╭─ Available records
PR #9928, opened 2015-11-08
Fix nod05 airstrike Lua crash and update map rules

ghost:
Don't call an airstrike while the player has no ground units.

### DIFF
--- a/mods/cnc/maps/nod05/map.yaml
+++ b/mods/cnc/maps/nod05/map.yaml
@@ -48,6 +48,11 @@ Players:
 		OwnsWorld: True
 		NonCombatant: True
 		Faction: gdi
+	PlayerReference@Civilians:
+		Name: Civilians
+		NonCombatant: True
+		Faction: gdi
+		Enemies: Nod
 	PlayerReference@Nod:
 		Name: Nod
 		Playable: True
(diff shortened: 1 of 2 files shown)


Phrohdoh:
You could just bail out of the function instead of wrapping its entire purpose in an if.

Biofreak1987:
Updated

obrakmann:
:+1:

Biofreak1987:
Actually... I just notice that nod05 also shows the owner row on husks. Should I fix that with this pr as well or create another one?

obrakmann:
You can do it here

Biofreak1987:
K, added

Phrohdoh:
The commit message no longer covers everything changed in this single commit.

Biofreak1987:
Sorry, fixed that.

Biofreak1987:
By replaying the original mission I've noticed that there are a few other things missing (you can build e3 units and sand bags in the original)... also nod can't use airstrikes in their campaign, should that be then also the case for the ports?

Biofreak1987:
I've ended up adding those changes so that the map ends up being closer to the original version. Details about it are in the commit message.

obrakmann:
FWIW, my :+1: still stands after the additional changes.

abcdefg30:

abcdefg30:
[Changelog](https://github.com/OpenRA/OpenRA/wiki/Changelog/_compare/6eeb35be7b58c73b84fd3db5cda2fc75c469bfd2...00ad73a6128e3477dea65aac93c4104b3a55ec8a)

PR #9933, opened 2015-11-08
Prevent frozen actors leaking through shroud.

### LINKED ISSUE #9930: Attack cursor can be visible for a frozen actor under the shroud
Reported by @penev92 in IRC.

Explained in diff form:
```diff
diff --git a/OpenRA.Game/Traits/Player/FrozenActorLayer.cs b/OpenRA.Game/Traits/Player/FrozenActorLayer.cs
index 260f502..f4ed2f6 100644
--- a/OpenRA.Game/Traits/Player/FrozenActorLayer.cs
+++ b/OpenRA.Game/Traits/Player/FrozenActorLayer.cs
@@ -97,6 +97,10 @@ void UpdateVisibility()
                                }
                        }
 
+                       // TODO: If Visible == true but the whole footprint is covered by shroud
+                       // (e.g. from a gap generator, hide-map crate, or debug cheat) we need to set Visible = false.
+                       // If we don't do this the player will see an attack cursor through the shroud.
+
                        if (Visible && !wasVisible)
                                NeedRenderables = true;
                }
```

It isn't immediately obvious to me how to fix this without hurting perf.  The brute-force fix (which we may have to go for) is to loop over the footprint a second time and check against `shroud.IsExplored`.

<bountysource-plugin>
---
Want to back this issue? **[Post a bounty on it!](https://www.bountysource.com/issues/28070445-attack-cursor-can-be-visible-for-a-frozen-actor-under-the-shroud?utm_campaign=plugin&utm_content=tracker%2F36085&utm_medium=issues&utm_source=github)** We accept bounties via [Bountysource](https://www.bountysource.com/?utm_campaign=plugin&utm_content=tracker%2F36085&utm_medium=issues&utm_source=github).
</bountysource-plugin>

pchote:
Fixes #9930.

### DIFF
--- a/OpenRA.Game/Traits/Player/FrozenActorLayer.cs
+++ b/OpenRA.Game/Traits/Player/FrozenActorLayer.cs
@@ -41,6 +41,7 @@ namespace OpenRA.Traits
 		public DamageState DamageState;
 
 		public bool Visible = true;
+		public bool Shrouded { get; private set; }
 		public bool NeedRenderables { get; private set; }
 		public bool IsRendering { get; private set; }
 
@@ -84,6 +85,7 @@ namespace OpenRA.Traits
 		void UpdateVisibility()
 		{
 			var wasVisible = Visible;
+			Shrouded = true;
 
 			// We are doing the following LINQ manually for performance since this is a hot path.
 			// Visible = !Footprint.Any(shroud.IsVisible);
@@ -93,8 +95,12 @@ namespace OpenRA.Traits
 				if (shroud.IsVisible(puv))
 				{
 					Visible = false;
+					Shrouded = false;
 					break;
 				}
+
+				if (Shrouded && shroud.IsExplored(puv))
+					Shrouded = false;
 			}
 
 			if (Visible && !wasVisible)
@@ -119,6 +125,9 @@ namespace OpenRA.Traits
 				}
 			}
 
+			if (Shrouded)
+				return NoRenderables;
+
 			if (flashTicks > 0 && flashTicks % 2 == 0)
 			{
 				var highlight = wr.Palette("highlight");
@@ -129,7 +138,7 @@ namespace OpenRA.Traits
 			return renderables;
 		}
 
-		public bool HasRenderables { get { return renderables.Any(); } }
+		public bool HasRenderables { get { return !Shrouded && renderables.Any(); } }
 
 		public bool ShouldBeRemoved(Player owner)
 		{
@@ -175,6 +184,8 @@ namespace OpenRA.Traits
 			VisibilityHash = 0;
 			FrozenHash = 0;
 
+			// TODO: Track shroud updates using Shroud.CellsChanged
+			// and then only tick FrozenActors that might have changed
 			foreach (var kvp in frozen)
 			{
 				var hash = (int)kvp.Key;


obrakmann:
Works :+1:

OpenRA.Game/Traits/Player/FrozenActorLayer.cs
```diff
@@ -175,6 +184,8 @@ public void Tick(Actor self)
 			VisibilityHash = 0;
 			FrozenHash = 0;
 
+			// TODO: Track shroud updates using Shroud.CellsChanged
+			// and then only tick FrozenActors that might have changed
```
RoosterDragon: We have issues for this already, this comment is redundant.

penev92:
:+1:

OpenRA.Game/Traits/Player/FrozenActorLayer.cs
```diff
@@ -119,6 +125,9 @@ public IEnumerable<IRenderable> Render(WorldRenderer wr)
 				}
 			}
 
+			if (Shrouded)
+				return NoRenderables;
```
RoosterDragon: `FrozenActorLayer.Render` currently deals with filtering out invisible actors, I think you should move this check there instead.

OpenRA.Game/Traits/Player/FrozenActorLayer.cs
```diff
@@ -129,7 +138,7 @@ public IEnumerable<IRenderable> Render(WorldRenderer wr)
 			return renderables;
 		}
 
-		public bool HasRenderables { get { return renderables.Any(); } }
+		public bool HasRenderables { get { return !Shrouded && renderables.Any(); } }
```
RoosterDragon: This check shouldn't be here. It should be up to the caller. i.e. UnitOrderGenerator should make the check (since it's already checking both Visible and HasRenderables anyway).

RoosterDragon:
`HasRenderables` is also used by the GpsDot effect. I'm not sure if that could potentially cause any side effects there but that seems strictly beyond the scope of the fix for #9930 so I thought I'd mention it.

RoosterDragon:
GPS seems fine, so the rest of my comments are basically are just style issues - nothing major ultimately.

OpenRA.Game/Traits/Player/FrozenActorLayer.cs
pchote: This is actually a workaround for `FrozenUnderFog`, which will otherwise treat the actor as completely visible(!).

OpenRA.Game/Traits/Player/FrozenActorLayer.cs
pchote: Likewise here - if we don't do this the actor will be treated the same as if it were not shrouded or fogged.

OpenRA.Game/Traits/Player/FrozenActorLayer.cs
RoosterDragon: Unless I'm going crazy, the only method that calls this is `FrozenActorLayer`, which is where I think the check should be moved to.

Where does `FrozenUnderFog` call this?

OpenRA.Game/Traits/Player/FrozenActorLayer.cs
RoosterDragon: I'm suggesting the check should be moved to the caller, not that it shouldn't happen.

PR #9934, opened 2015-11-08
D2k super weapon timers

OmegaBolt:
Adjusted the SW timers that makes them correctly relative to one another.

I simply timed them with a stopwatch, then multiplied them to hopefully match our game speed. They shouldn't be wildly off, and are at least more accurate than what is currently in place.

### DIFF
--- a/mods/d2k/rules/structures.yaml
+++ b/mods/d2k/rules/structures.yaml
@@ -721,7 +721,7 @@ high_tech_factory:
 		Icon: ornistrike
 		Description: Air Strike
 		Prerequisites: ~techlevel.superweapons, upgrade.hightech
-		ChargeTime: 180
+		ChargeTime: 300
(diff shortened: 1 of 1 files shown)


MustaphaTR:
IIRC, Saboteur builds quicker than fremen but i'm not sure.

OmegaBolt:
If they do Mustapha, it's within seconds because they came up as the same time, give or take the speed of my finger to stop the clock. It seemed to me that Fremen & Saboteur are the same and Ornithopters & Death Hand are the same.

obrakmann:
OK, I guess. :+1:

penev92:
[Changelog](https://github.com/OpenRA/OpenRA/wiki/Changelog/_compare/5fc595725c9e55dca00401f4e0f03d3fd784416b)

PR #9937, opened 2015-11-09
Changed ServerSettings cloning to a more reliable approach

hacklex:
Using your own copying constructor in classes without proper maps (e.g. ObjectToObject in BLToolkit) is a dangerous practice. As shown in this commit, one might easily forget to update the copying constructor with recently added fields (for example, TimestampFormat was not copied before this commit).

The more general solution (for simple cases like this one) is a call to a protected System.Object method MemberwiseClone(), which does exactly what its name says.

Actually, you may consider using a struct for cases like this. Structs are always copied on assignment; it takes a lot of trickery to actually modify (not replace) someone else's struct, and it is virtually impossible if it is published via a readonly property. But, since structs are all ValueTypes (which implies they are allocated on stack), it is not recommended to use them without fully understanding their nature.

### DIFF
--- a/OpenRA.Game/Game.cs
+++ b/OpenRA.Game/Game.cs
@@ -358,7 +358,7 @@ namespace OpenRA
 			{
 				Settings.Server.Map = WidgetUtils.ChooseInitialMap(Settings.Server.Map);
 				Settings.Save();
-				CreateServer(new ServerSettings(Settings.Server));
+				CreateServer(Settings.Server.Clone());
 
 				while (true)
 				{
--- a/OpenRA.Game/Settings.cs
+++ b/OpenRA.Game/Settings.cs
@@ -74,27 +74,9 @@ namespace OpenRA
 
 		public string TimestampFormat = "s";
 
-		public ServerSettings() { }
-
-		public ServerSettings(ServerSettings other)
+		public ServerSettings Clone()
 		{
-			Name = other.Name;
-			ListenPort = other.ListenPort;
-			ExternalPort = other.ExternalPort;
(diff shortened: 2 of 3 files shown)


atlimit8:
Code format error - https://travis-ci.org/OpenRA/OpenRA/builds/90010925#L1050:
> OpenRA.Game/Settings.cs:L81: [SA1009] Invalid spacing around the closing parenthesis.

It should be `return (ServerSettings) MemberwiseClone();`.

hacklex:
Fixed code style. Sorry guys, never committed here before.

atlimit8:
No problem. One more note, it would be preferable for the code style fix commit to be squashed so that it does not go into the main branch history. If you don't know how to squash commits, just ask. Thanks for contributing.

hacklex:
No problems with squashing. Done.

RoosterDragon:
You should remove the copying constructor - it's dead code now you've added the `Clone` method.

Don't forget to add yourself to the [AUTHORS](https://github.com/OpenRA/OpenRA/blob/bleed/AUTHORS) file, if you like.

hacklex:
The details on the above checks are strange... Can these checks be run again? I believe in the PR nothing is wrong...

penev92:
Don't worry about that. Travis is apparently experiencing technical difficulties today. It's not you.

RoosterDragon:
:+1:

abcdefg30:
> OpenRA.Game/Settings.cs:L76: [SP2000] Invalid spacing at the end of the line.

abcdefg30:
:+1: / :white_check_mark: with stylecop fixed.

hacklex:
Done

PR #9942, opened 2015-11-09
Fix the documentation of Explodes

abcdefg30:
The `DeathType` defines which weapon(s) trigger an explosion.
Also renamed it to plural, as we use it elsewhere (it was already a `HashSet<string>`, too).


penev92:
Seems legit :+1:

Phrohdoh:
@abcdefg30 Could you clarify the commit messages a bit so they have some context?
After that :+1:

abcdefg30:
Updated. Hope it's ok now.

obrakmann:
[Changelog](https://github.com/OpenRA/OpenRA/wiki/Changelog-%28bleed%29/_compare/9783f904b8e3d21a3f39f8fa0d3ce170430fda39)

PR #9945, opened 2015-11-09
Adjust orca sight range and prevent aircraft from flying into shroud

teees:


mods/ts/rules/aircraft.yaml
```diff
@@ -78,12 +78,13 @@ ORCA:
...
 		ROT: 5
 		Speed: 186
+		MoveIntoShroud: false
 	Health:
 		HP: 200
 	Armor:
 		Type: Light
 	RevealsShroud:
-		Range: 10c0
+		Range: 2c0
```
pchote: I expect that this will make it possible to creep them into the shroud.  If we're going to have `MoveIntoShroud: false` to match the original game, then we should remove the sight range to also match the original game.

teees: iirc it was possible to creep/micro them into shroud, just a bit tricky

teees: see https://www.youtube.com/watch?v=djhoinPs5f0&t=8m35s
I took that sight range from the original rules.ini

RoosterDragon:
Needs a rebase.

teees:
rebased

mods/ts/rules/aircraft.yaml
```diff
@@ -238,6 +241,7 @@ SCRIN:
 		ROT: 3
 		Speed: 168
 		AirborneUpgrades: airborne
+		MoveIntoShroud: false
```
pchote: Did the original banshee have the FlyCircle behaviour that ours does?  That negates the effectiveness of MoveIntoShroud a fair bit.

pchote: Likewise for the orca bomber.

pchote:
Looks fine to me :+1:.
You may also want to adjust the orca transport for consistency, even though that is only buildable with cheats.

mods/ts/rules/aircraft.yaml
penev92: They just landed on the ground upon becoming idle.

teees: iirc all air units handled pretty much the same except for attack behavior. They all landed when idle. I also noticed that with vision that low and fog of war the banshees attack move is nearly useless, since he can't turn fast enough to actually attack any unit after noticing it

teees:
I adjusted the drop pod sight range to 0, all other aircraft should math the original rules.ini

GraionDilach:
Beware! TS `Sight=2` does not equal to our `2c0`! Using the same values will result with a √2* bigger ranges (this is something I want to recalculate for a while now) due to the fact that OpenRA 1c0 is equal to a cell's diagonal, compared to WW cell measurement based on sides.

See http://i.imgur.com/qoiPx2f.png?1 for a visual showcase.

pchote:
@GraionDilach: note that this is a problem for *all* cell ranges, so I would be very hesitant to start changing arbitrary things by sqrt(2).  We will build a general solution instead.

GraionDilach:
I thought this is by design.

pchote:
It was, but we later realized that it had a rather sad consequence for the mod rules.  My current thought / plan is to have a new syntax (e.g. `3d512`) to specify diagonal distances, which are then treated as I mentioned just above when parsing the WDists from yaml.

UberWaffe:
After a quick playtest, :-1:
Aircraft seem to struggle to attack targets on their own.
Also, due to how the sight range works for aircraft, you can 'crawl' up, left and right, but not down.
And most of all, why do we want this? This *feels* broken.

GraionDilach:
We want this because this is part of the TS gameplay and until TS ain't recreated entirely, no balance changes should be made towards altering it. Even if the result might look broken.

UberWaffe:
Allright, I understand.
The problem with sight for aircraft not being equal in all directions is an issue with such short sight ranges. I'd say this is dependent on that being fixed first.

Though I still feel that while we maintain 'Fog of War' being enabled by default, matching sight ranges exactly to the original is wasted effort.

Mailaender:
Indeed a terrible mechanic from the original, but we can keep it as a test case here as long as this isn't released.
╰─
Restate, word for word and with nothing added, the lines from the first line of the listing through the one where "OwnsWorld: True" stands.

- Exercise response
PR #9928, opened 2015-11-08
Fix nod05 airstrike Lua crash and update map rules

ghost:
Don't call an airstrike while the player has no ground units.

### DIFF
--- a/mods/cnc/maps/nod05/map.yaml
+++ b/mods/cnc/maps/nod05/map.yaml
@@ -48,6 +48,11 @@ Players:
 		OwnsWorld: True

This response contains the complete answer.